Do you watch the live, non-recorded performance and enjoy the hope of a Black Swan?  The essay is interesting throughout.  I thank a  loyal MR reader for the pointer.

Bill James pursues serial killers

That’s right, the baseball guy with superb skills of pattern recognition.  The article is interesting throughout.  Here is one James proposal:

James also posits a way to reform prisons, which he dubs “violentocracies.” His proposal: smaller facilities that house no more than 24 inmates and are part of a larger, incentives-based system. At a Level 1 prison, for example, you get a lawyer, a Bible, and around-the-clock supervision; at Level 5, a cat and a coffee machine. At Level 10, you can earn a living and come and go with relative ease. The idea, James says, is not only to reduce the paranoia-fueled violence in large prisons but to encourage prisoners to work their way up the ladder.

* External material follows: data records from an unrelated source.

PR #252, opened 2020-03-06
Add ability to filter user lookups in LDAP user system

josephschorr:
This allows customers to specify additional restrictions on the users
that are allowed to be used

Fixes https://issues.redhat.com/browse/PROJQUAY-226

### DIFF
--- a/config_app/js/core-config-setup/config-setup-tool.html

The core of the article is more like this:

In reading so many crime stories over the years, James was surprised that so many weak descriptions are taken seriously, while so many good ones go unheeded. In his system, police would rank eyewitness accounts, from a few basic details about the suspect’s height or race (Level 1) to IDing your neighbor as he moves a body out of the garage freezer in broad daylight (Level 6). These scales could later be applied to James’ 100-point conviction system.

For the pointer I thank Brent Depperschmidt.

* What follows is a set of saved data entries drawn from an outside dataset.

PR #254, opened 2020-03-07
Fix Well-Known Endpoint to Use Correct Hostname

alecmerdler:
### Description

Ensure that the keys use the actual installation hostname and not `quay.io`.

Addresses https://issues.redhat.com/browse/PROJQUAY-441

### DIFF
--- a/endpoints/wellknown.py
+++ b/endpoints/wellknown.py
@@ -1,7 +1,7 @@
 import json
 import logging
 
-from app import get_app_url
+from app import app, get_app_url
 from auth.decorators import require_session_login
 from auth.auth_context import get_authenticated_user
 from flask import Blueprint, make_response, redirect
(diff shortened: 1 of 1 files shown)


endpoints/wellknown.py
```diff
@@ -20,12 +20,14 @@ def app_capabilities():
     manifest_security = "%s/api/v1/repository/{namespace}/{reponame}/manifest/{digest}/security"
     manifest_security_tmpl = manifest_security % get_app_url()
 
+    app_name = ".".join(app.config["SERVER_HOSTNAME"].split(".")[::-1])
```
thomasmckay: Strip off port (eg. quay.example.com:8443)

josephschorr:
@alecmerdler @thomasmckay This change is incorrect. The *keys* of the dictionary are to represent that this is a defined API for "quay.io" the *product*, not the website. Today, we'd probably want to change it to `io.projectquay`, since we're now open source, but it should NOT reflect the server hostname.

alecmerdler:
@josephschorr The reason I made this fix is because I discovered that the Container Security Operator [builds the keys based on the hostname](https://github.com/quay/container-security-operator/blob/master/secscan/wellknown.go#L34), meaning that it actually doesn't work for any registry other than Quay.io right now! Should the CSO be fixed instead?

josephschorr:
@alecmerdler How did we not notice that before?

Yes, the CSO should be fixed, not Quay

alecmerdler:
Closing in favor of https://github.com/quay/container-security-operator/pull/30.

Should NFL players become like economics professors?

With the lockout ending today, free agency would seem to be in place:

In the union lawyers’ world, every player would enter the league as an unrestricted free agent, an independent contractor free to sell his services to any team. Every player would again become an unrestricted free agent each time his contract expired. And each team would be free to spend as much or as little as it wanted on player payroll or on an individual player’s compensation.

The NFL Commissioner presents multiple reasons why this is a bad idea, most of which are obviously hypocritical (some players might get paid less!, and yet the players mostly favor the new system).  The serious argument I can see is that of competitive balance, but a) do fans really enjoy competitive balance or do they prefer national stage mega-rivalries of titans?, and b) there are ways to restore competitive balance other than using monopsonistic collusion in the labor market.  Here is a serious economic analysis by John Vrooman (pdf), and it suggests persuasively that sharing venue revenue can remedy the revenue imbalance problem and restore balance to the extent that is required.

Here is James Surowiecki on this topic, he is not pro-owner.  I’ve yet to see any good reason to object to the new status quo, namely universal free agency in the NFL.

I have not, however, followed this issue closely.  Working on the Modern Principles text with Alex has, among other things, taken away from my consumption of sports.